-- Opening Marker --

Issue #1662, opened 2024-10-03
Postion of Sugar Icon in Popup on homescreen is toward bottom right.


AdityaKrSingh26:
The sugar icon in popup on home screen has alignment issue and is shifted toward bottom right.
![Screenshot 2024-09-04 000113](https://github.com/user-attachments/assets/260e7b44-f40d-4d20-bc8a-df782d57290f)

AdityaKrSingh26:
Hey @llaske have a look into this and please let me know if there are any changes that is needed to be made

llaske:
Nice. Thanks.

-- Closing Marker --
-- Opening Marker --

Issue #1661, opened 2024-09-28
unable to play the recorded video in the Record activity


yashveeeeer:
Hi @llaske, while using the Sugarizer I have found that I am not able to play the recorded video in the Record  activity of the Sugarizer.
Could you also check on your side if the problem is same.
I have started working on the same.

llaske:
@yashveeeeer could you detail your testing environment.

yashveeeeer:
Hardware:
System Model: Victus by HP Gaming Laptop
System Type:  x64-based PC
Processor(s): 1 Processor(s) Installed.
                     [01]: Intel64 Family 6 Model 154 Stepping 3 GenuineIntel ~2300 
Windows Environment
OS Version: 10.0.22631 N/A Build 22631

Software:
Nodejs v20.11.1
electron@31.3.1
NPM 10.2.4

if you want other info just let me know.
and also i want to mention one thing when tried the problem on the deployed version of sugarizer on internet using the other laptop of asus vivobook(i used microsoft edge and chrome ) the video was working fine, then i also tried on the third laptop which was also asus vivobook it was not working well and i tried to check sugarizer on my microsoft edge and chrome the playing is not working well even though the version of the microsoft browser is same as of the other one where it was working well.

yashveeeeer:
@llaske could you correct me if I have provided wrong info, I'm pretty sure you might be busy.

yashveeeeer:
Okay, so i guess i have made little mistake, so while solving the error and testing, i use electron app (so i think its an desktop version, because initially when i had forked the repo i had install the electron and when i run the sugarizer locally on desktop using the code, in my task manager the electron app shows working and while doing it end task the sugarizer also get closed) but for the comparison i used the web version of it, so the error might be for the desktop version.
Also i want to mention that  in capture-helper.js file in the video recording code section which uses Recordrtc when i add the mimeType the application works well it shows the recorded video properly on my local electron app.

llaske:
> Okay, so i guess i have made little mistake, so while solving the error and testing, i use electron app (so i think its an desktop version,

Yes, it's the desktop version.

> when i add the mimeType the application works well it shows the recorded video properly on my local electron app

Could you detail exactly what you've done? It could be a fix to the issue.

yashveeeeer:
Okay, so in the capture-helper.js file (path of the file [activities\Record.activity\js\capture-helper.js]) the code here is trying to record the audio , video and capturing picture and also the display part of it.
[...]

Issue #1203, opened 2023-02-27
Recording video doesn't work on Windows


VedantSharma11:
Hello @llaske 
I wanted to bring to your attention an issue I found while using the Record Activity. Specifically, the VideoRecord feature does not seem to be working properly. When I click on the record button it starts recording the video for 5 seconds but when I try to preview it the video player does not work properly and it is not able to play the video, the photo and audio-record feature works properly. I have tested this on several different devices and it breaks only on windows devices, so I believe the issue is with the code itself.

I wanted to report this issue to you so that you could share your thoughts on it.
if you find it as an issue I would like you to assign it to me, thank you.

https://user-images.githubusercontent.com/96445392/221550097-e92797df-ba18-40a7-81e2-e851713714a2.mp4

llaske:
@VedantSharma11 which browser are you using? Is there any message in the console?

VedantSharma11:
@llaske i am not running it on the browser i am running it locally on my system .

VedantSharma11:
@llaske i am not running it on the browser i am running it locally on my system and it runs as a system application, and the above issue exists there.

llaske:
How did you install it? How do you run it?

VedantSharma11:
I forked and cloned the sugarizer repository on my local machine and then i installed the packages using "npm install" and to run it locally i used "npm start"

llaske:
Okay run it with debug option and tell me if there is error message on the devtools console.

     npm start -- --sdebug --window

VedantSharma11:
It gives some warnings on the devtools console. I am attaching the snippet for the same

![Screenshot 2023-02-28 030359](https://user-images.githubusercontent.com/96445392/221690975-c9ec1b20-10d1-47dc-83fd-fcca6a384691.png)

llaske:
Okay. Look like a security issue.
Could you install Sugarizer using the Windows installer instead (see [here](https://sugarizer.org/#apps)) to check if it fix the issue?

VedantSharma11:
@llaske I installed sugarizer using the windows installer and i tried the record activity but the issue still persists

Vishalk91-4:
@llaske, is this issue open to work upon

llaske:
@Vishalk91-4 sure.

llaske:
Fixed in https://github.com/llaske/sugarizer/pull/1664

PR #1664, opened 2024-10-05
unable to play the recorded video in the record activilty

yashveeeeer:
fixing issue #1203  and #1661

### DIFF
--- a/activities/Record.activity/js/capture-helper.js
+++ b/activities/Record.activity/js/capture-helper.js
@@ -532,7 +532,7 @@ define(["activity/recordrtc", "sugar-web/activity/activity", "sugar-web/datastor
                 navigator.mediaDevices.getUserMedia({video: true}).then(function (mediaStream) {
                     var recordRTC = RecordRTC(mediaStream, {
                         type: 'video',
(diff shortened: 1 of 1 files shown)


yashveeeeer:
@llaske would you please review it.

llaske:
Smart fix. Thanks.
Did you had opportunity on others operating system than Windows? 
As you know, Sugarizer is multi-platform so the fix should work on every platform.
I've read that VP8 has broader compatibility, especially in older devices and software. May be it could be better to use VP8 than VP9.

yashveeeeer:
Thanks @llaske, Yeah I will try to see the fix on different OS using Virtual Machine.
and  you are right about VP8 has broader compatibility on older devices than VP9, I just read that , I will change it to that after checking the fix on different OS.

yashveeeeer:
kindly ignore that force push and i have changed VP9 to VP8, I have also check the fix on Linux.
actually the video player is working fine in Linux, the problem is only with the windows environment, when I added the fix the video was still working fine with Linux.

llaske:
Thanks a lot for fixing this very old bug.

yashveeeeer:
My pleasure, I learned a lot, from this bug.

-- Closing Marker --

Exercise directions> Your answer should be the lines of the records that include the word "then".

Result below>
and also i want to mention one thing when tried the problem on the deployed version of sugarizer on internet using the other laptop of asus vivobook(i used microsoft edge and chrome ) the video was working fine, then i also tried on the third laptop which was also asus vivobook it was not working well and i tried to check sugarizer on my microsoft edge and chrome the playing is not working well even though the version of the microsoft browser is same as of the other one where it was working well.
I forked and cloned the sugarizer repository on my local machine and then i installed the packages using "npm install" and to run it locally i used "npm start"
                 navigator.mediaDevices.getUserMedia({video: true}).then(function (mediaStream) {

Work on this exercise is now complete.